WFY Today

The Authentic And Fantastic Indian-Australian Diaspora

In less than ten years, Australia and India have established an amazing and exciting friendship that holds the potential to be a turning point in the Indo-Pacific, particularly given the unfriendly and aggressive environment the region is currently facing. But for this to actually happen, it’s critical to acknowledge that, even though the government may be the main catalyst, a variety of stakeholders, including the diaspora—often referred to as “the human bridge” between nations—must play a vital role.

In fact, praise has frequently been given to the remarkable contribution made by a segment of the Indian-American community in achieving the historic 123 Agreement with Washington regarding the civilian use of nuclear power, as well as for depriving Islamabad of comparable recognition in spite of intense pressure from Beijing. Therefore, in order to enhance the bilateral narrative, New Delhi and Canberra must prioritise utilising the Indian-Australian diaspora as changemakers.

With a million members, Indian-Australians are currently Australia’s fastest-growing immigrant group. It represents a considerable section of the population in a nation of about 24 million people. It is anticipated that student inflows to Canada will sharply decline in 2024 due to the current tense ties between India and Canada, which do not appear to be improving anytime soon. Instead, students will likely choose to study in Australia, the UK, and the US. India currently ranks as Australia’s second-largest source of foreign students.

This implies that there will likely be an increase in the number of Indian migrants to Australia. How best to engage and leverage them is the question that emerges.

The local community and the host governments acknowledge the substantial contribution made by the Indian diaspora worldwide. In Australia, they have adapted to the needs of an ageing population that is growing faster than their skills. They’ve shown that they’re willing to work at any job that comes their way, including operating gas pumps, grocery stores, and taxis. Many have difficult lives that are not envied; they work long hours, save as much money as they can to send home to their family, or repay loans that enabled them to immigrate.

Numerous others have established their professional credentials and are employed as physicians, solicitors, chartered accountants, middle and senior managers in multinational companies and the Big 4, researchers and educators, architects, members of the armed forces and police departments, employees of state and federal governments, and, in the modern era, elected representatives, to mention a few. A few of them have received recognition and prizes for their achievements from the Australian government. When taken as a whole, they form a crucial element of the bilateral environment.
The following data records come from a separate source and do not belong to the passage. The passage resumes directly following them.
PR #1529, opened 2025-10-07
Release v3.1.0

louise-davies:
## Description
Quite a lot for a "minor" version aka Vite migration & OIDC but nothing backwards incompatible other than APIs not agreeing on what the format to edit maintenance modes should be - hence a minor version but could be convinced it needs to be a major.


joelvdavies:
I personally lean towards a major, it feels kind of excessive to me but https://github.com/ral-facilities/scigateway/pull/1442 was a breaking change for IMS.

louise-davies:
@joelvdavies ah I forgot that change was on here as well. I'll make it a major as it does completely overhaul the build system (even though it's non-breaking, it's a large change) and there are some breaking changes as well

PR #1542, opened 2026-01-12
Improve docker images & build workflow

louise-davies:
## Description
Improve the SG docker image so that you can more easily supply a settings.json via a volume and so that editing the page title can be done via an environment variable.

## Testing instructions

- [ ] Review code
- [ ] Check Actions build
- [ ] I'm going to use these new images to deploy the new dev machine - I'll share the docker compose once that's done


.github/workflows/docker-release-build.yml
```diff
@@ -1,7 +1,18 @@
...
+      - develop
+    tags:
+      - '*'
+  workflow_dispatch:
+    inputs:
+      push-docker-image-to-harbor:
+        description: 'Push Docker Image to Harbor'
+        required: false
+        type: boolean
+        default: false
```
joelvdavies: Not used? (See DG)

Dockerfile
joelvdavies, line 1: Same warning on casing as DG PR. THere are also warnings on the use of env variables but I dont feel they are an issue.

docker/docker-entrypoint.sh
```diff
@@ -1,15 +1,40 @@
 #!/bin/sh -eu
 
+if [ ! -e /usr/local/apache2/htdocs/settings.json ]
+
+then
```
joelvdavies:
```suggestion
if [ ! -e /usr/local/apache2/htdocs/settings.json ]; then
```
With indenting in the if for readability?

joelvdavies (commented):
My comments are pretty much identical to DG PR. Conatianers for both built successfully, though I did not run them as will wait for the docker compose.

Dockerfile
louise-davies: I think it's flagging them because they contain the word `AUTH` - there's currently no way to whitelist a specific false positive and I feel disabling the check for the whole file isn't the right way to go so I think we just ignore it until we can ignore individual false positives

joelvdavies (dismissed):

joelvdavies (approved):

louise-davies:
I have deployed this on my new DGW dev cloud VM - will put the relevant docker compose onto gitlab in the docker-datagateway repo once I've sorted out SSL properly

PR #1545, opened 2026-01-27
Fix loading bug using more general solution

louise-davies:
## Description
I found another instance of the "loading bug" aka where single-spa thinks a plugin is mounted but the loading spinner is there. If you go to datagateway-dseg, go to one of the browse pages, and click either the search button or the cart button in the top left. This should 100% trigger the bug - I believe this is due to the navigation being in the plugin itself, so SG reacts slow enough to it that single-spa "mounts" the new plugin before the new plugin div is loaded.

This PR fixes the above bug, and I simplified the code to try and cover most use cases of the bug (aka rather than detecting specific circumstances, just look every time the route changes if we're on a plugin route, wait for the div to load and when it loads, if the preloader spinner is there retrigger single-spa loading)

## Testing instructions

- [ ] Review code
- [x] Check Actions build
- [x] Test it fixes the new instance of the loading bug - i.e. test that clicking the search or cart buttons in dataview doesn't trigger the bug
- [x] Test that switching from an admin route to a non-admin route doesn't trigger the bug (so go to the download admin page and then click on download in the sidebar) - I removed the specific fix for this but this new fix still covers this case

### DIFF
--- a/src/routing/routing.component.test.tsx
+++ b/src/routing/routing.component.test.tsx
@@ -371,106 +371,6 @@ describe('Routing component', () => {
     expect(history.location.pathname).toEqual('/logout');
   });
 
-  it('single-spa remounts a plugin when switching between admin and non-admin plugins via single-spa:before-no-app-change event', () => {
-    state.scigateway.authorisation.provider = new TestAuthProvider('logged in');
-    state.scigateway.siteLoading = false;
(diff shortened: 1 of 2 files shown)


joelvdavies (approved):
Fix working well for me in the cases described compared to develop 🥳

In fact, the remarkable array of occupations should have been a clear sign of the diversity of the diaspora. Nonetheless, a common misconception holds that because the diaspora is homogeneous, it is unnecessary to interact with its many groups. This regrettable error on the part of official negotiators on both sides has led to an excessive focus on the various community associations—the vociferous minority—that have grown in number. There are almost 140 associations in Sydney alone! Saying they don’t have a part would be inaccurate.
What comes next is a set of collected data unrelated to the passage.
PR #1546, opened 2026-01-30
Improve post-login redirects

louise-davies:
## Description
There was an issue with the post-login redirects not working with `autoLogin` set to true so I fixed that here. However, that will only ever take you to the homepage as the `authorisedRoute` component will never redirect you to the login page with a `referrer` when auto-logged-in.

So I added a referrer when clicking the sign in button itself, which means we always attempt to put the user back on the page they were on before the sign in. I had to add some extra state `referredFrom` to not interfere with some of the `authorisedRoute` redirect logic.

## Testing instructions

- [x] Review code
- [x] Check Actions build
- [x] Check that when `autoLogin` is true (so you need to point to an ICAT with an anon authenticator, dgw-dseg will do) you can login on a random page and after login you'll be redirected to the page you were on
- [x] Can also optionally test this behaviour with autologin off - e.g. go to the SG help page, sign in, it should take you back to the help page

### DIFF
--- a/cypress/e2e/login.cy.ts
+++ b/cypress/e2e/login.cy.ts
@@ -442,7 +442,10 @@ describe('Login', () => {
     });
 
     it('should be able to login via SSO after auto login and be displayed as logged in', () => {
-      cy.visit('/login');
+      // test it redirects us to plugin after login
+      cy.visit('/plugin1');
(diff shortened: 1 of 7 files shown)


joshdimanteto (approved):
LGTM tested with opsgateway and IMS as well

They undoubtedly make a contribution by promoting “fun, food, and festivals,” which have drawn local politicians and public servants to these events for photo chances. It’s surprising, in fact, how well the community associations have been able to position themselves as the authority on all things Indian.

However, they are not without restrictions. The strategic imperatives and difficulties that support the bilateral relationship—particularly the external dangers that jeopardise regional security and order—are not the focus of their discussion. Many would contend that their only goal is temporary, self-serving, and opportunistic. However, they have been wrongly associated for decades as being the only representatives of the diaspora. If Indo-Australian relations are to advance, this has to alter. It’s not as simple as it seems.

Currently, after years of being ignored, the important participants—the silent majority—who are reluctant and bashful to interact are starting to come out of their shells. They had preferred to remain a part of the exclusive circle to which they belonged and were at ease, seldom engaging with community associations outside of anonymous interactions and not being included on any lists of invitations to formal events. However, in any relationship, they are the main agents of change. In every region that New Delhi has designated as part of its developmental objectives, they are breaking new ground with their work. As we have in fact done, ignoring them simply serves to weaken our relationship.

If the diaspora is to be utilised as a force for change, it must be comprehended in all of its guises. The previous high-level committee report on the diaspora has to be reexamined in order to have a better understanding of how the diaspora could be efficiently utilised for the benefit of both countries in the present day.